Tracking jellyfish and leatherback sea turtle seasonality through citizen science observers

Bethany Nordstrom1,*, Michael C. James2, Kathleen Martin3, Boris Worm1

1Biology Department, Dalhousie University, Halifax, Nova Scotia B3H 4R2, Canada
2Population Ecology Division, Fisheries and Oceans Canada, Dartmouth, Nova Scotia B2Y 4A2, Canada
3Canadian Sea Turtle Network, Halifax, Nova Scotia B3L 1A3, Canada
*Corresponding author:

ABSTRACT: Every summer, endangered leatherback sea turtles Dermochelys coriacea migrate to temperate Atlantic Canadian waters to feed on gelatinous zooplankton (‘jellyfish’). Jellyfish distributions often seem episodic, making them difficult to survey over broad scales. We use a citizen science approach to track spatio-temporal patterns and environmental drivers of jellyfish occurrence, and ask how this dynamic prey field shapes leatherback sea turtle distribution in Atlantic Canadian waters. A total of 104 citizen scientists completed weekly beach surveys over 6 years, observing >23600 stranded jellyfish. We used these observations to describe jellyfish phenology. Cyanea capillata was the most commonly detected species (75.5% of all species-specific sightings), with peak temporal occurrence in July and peak spatial occurrence in the Gulf of St. Lawrence.
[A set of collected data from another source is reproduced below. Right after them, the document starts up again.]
PR #1898, opened 2023-02-09
Align KVM mappings at 2MB and print slot info.

bartoldeman:
KVM api.txt (https://docs.kernel.org/virt/kvm/api.html#kvm-set-user-memory-region) recommends that the lower 21 bits of guest_phys_addr and userspace_addr be identical. This also helps debugging, since subtracting hex numbers is much easier that way for a human being, so always have mem_base aligned that way even without KVM.

### DIFF
--- a/src/arch/linux/mapping/mapping.c
+++ b/src/arch/linux/mapping/mapping.c
@@ -408,6 +408,35 @@ static int mapping_is_hole(void *start, size_t size)
   return (mapping_find_hole(beg, end, size) == start);
 }
 
+// KVM api documentation recommends that the lower 21 bits of guest_phys_addr and
+// userspace_addr be identical, so align to a huge page boundary (2MB).
+// This also helps debugging, since subtracting hex numbers is much easier that way
+// for a human being.
+static void *do_mmap_huge_page_aligned(void *target, size_t mapsize, int protect, int flags)
+{
+  size_t edge;
+  unsigned char *addr = mmap(target, mapsize+ HUGE_PAGE_SIZE - PAGE_SIZE, protect,
+			     MAP_PRIVATE | flags | MAP_ANONYMOUS, -1, 0);
+  if (addr == MAP_FAILED)
+    return addr;
+
+  /* align up to next 2MB */
+  edge = (unsigned char *)HUGE_PAGE_ALIGN((uintptr_t)addr) - addr;
+
+  /* trim front */
+  if (edge > 0)
+    munmap(addr, edge);
+
+  addr += edge;
+
+  /* trim back */
+  edge = HUGE_PAGE_SIZE - PAGE_SIZE - edge;
+  if (edge > 0)
+    munmap(&addr[mapsize], edge);
+
+  return addr;
+}
+
 void *mmap_mapping(int cap, void *target, size_t mapsize, int protect)
 {
   void *addr;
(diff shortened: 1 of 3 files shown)


src/arch/linux/mapping/mapping.c
```diff
@@ -430,7 +453,10 @@ void *mmap_mapping(int cap, void *target, size_t mapsize, int protect)
       (cap & (MAPPING_DPMI|MAPPING_VGAEMU|MAPPING_INIT_LOWRAM|MAPPING_KVM)))
     flags = _MAP_32BIT;
 #endif
-  addr = mmap(target, mapsize, protect,
+  if ((cap & (MAPPING_INIT_LOWRAM|MAPPING_KVM)) && flags != MAP_FIXED)
+    addr = mmap_aligned(target, mapsize, protect);
```
stsp: Poor name, it made me wtf and
do `man mmap_aligned`. :)
`do_mmap_aligned` or alike, please.

bartoldeman:
I adapted the PAGE_ALIGN macro etc to HUGE_PAGE_ALIGN etc, should be a little easier to read.
Here's an example of the dump with dirty page logging active:
```
Warning: KVM: map slot=0 flags=0 dosaddr=0x20200000 size=0x00417000 unixaddr=0x7f5858c00000
Warning: KVM: map slot=1 flags=0 dosaddr=0x00110000 size=0x0a4e6000 unixaddr=0x7f5859310000
Warning: KVM: map slot=2 flags=0 dosaddr=0x00000000 size=0x000a0000 unixaddr=0x7f5858a00000
Warning: KVM: map slot=3 flags=0 dosaddr=0x000c0000 size=0x00050000 unixaddr=0x7f5858ac0000
Warning: KVM: map slot=4 flags=1 dosaddr=0x000a0000 size=0x00020000 unixaddr=0x7f5858aa0000
Warning: KVM: map slot=5 flags=0 dosaddr=0x0a9f6000 size=0x1571a000 unixaddr=0x7f5863bf6000
Warning: KVM: map slot=6 flags=1 dosaddr=0x0a5f6000 size=0x00400000 unixaddr=0x7f58637f6000
```
so the last 5 digits are always the same. This would be easier to read if sorted by dosaddr but it'll be helpful nonetheless.

src/base/emu-i386/kvm.c
```diff
@@ -487,7 +487,11 @@ kvm_get_memory_region(dosaddr_t dosaddr, dosaddr_t size)
 
 static void set_kvm_memory_region(struct kvm_userspace_memory_region *region)
 {
-  int ret = ioctl(vmfd, KVM_SET_USER_MEMORY_REGION, region);
+  int ret;
+  warn("KVM: map slot=%d flags=%d dosaddr=0x%08llx size=0x%08llx unixaddr=0x%llx\n",
```
stsp: Why warn()?

src/arch/linux/mapping/mapping.c
```diff
@@ -433,7 +462,10 @@ void *mmap_mapping(int cap, void *target, size_t mapsize, int protect)
       (cap & (MAPPING_DPMI|MAPPING_VGAEMU|MAPPING_INIT_LOWRAM|MAPPING_KVM)))
     flags = _MAP_32BIT;
 #endif
-  addr = mmap(target, mapsize, protect,
+  if ((cap & (MAPPING_INIT_LOWRAM|MAPPING_KVM)) && flags != MAP_FIXED)
```
stsp: `!= MAP_FIXED`?
Maybe `(!(flags & MAP_FIXED))`?

src/base/emu-i386/kvm.c
bartoldeman: was just to get it in the default log for easier diagnostics, but `c_printf` would do that too.
Or should I just use `Q_printf` for consistency?

src/arch/linux/mapping/mapping.c
bartoldeman: sure. This is just because of `int flags = (target != (void *)-1) ? MAP_FIXED : 0;` higher up. Will change.

src/base/emu-i386/kvm.c
stsp: Q looks good.
We still don't have a separate letter
for kvm...

src/arch/linux/mapping/mapping.c
bartoldeman: I also forgot to pass _MAP_32BIT! Which caused the CI errors. Fixed now.

stsp:
Thanks!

Generalized linear modelling indicated that sea surface temperature and observer effort were significant positive predictors of C. capillata shoreline strandings. Leatherback presence was assessed by opportunistic observer sightings and cross-referenced with satellite telemetry data. Leatherback seasonality generally tracked jellyfish occurrence in Atlantic Canadian waters. On the Scotian Shelf, turtle distributions derived from historical and concurrent leatherback satellite telemetry and opportunistic sightings data lagged peak jellyfish occurrence by 2 wk; however, the pattern of relative timing was less clear during extensive turtle residency in the Gulf of St. Lawrence. These findings suggest that observations by the general public represent an important contribution to tracking the spatio-temporal distributions of jellyfish and that this information is useful in predicting dynamic habitat use for the endangered leatherback turtles that prey on them.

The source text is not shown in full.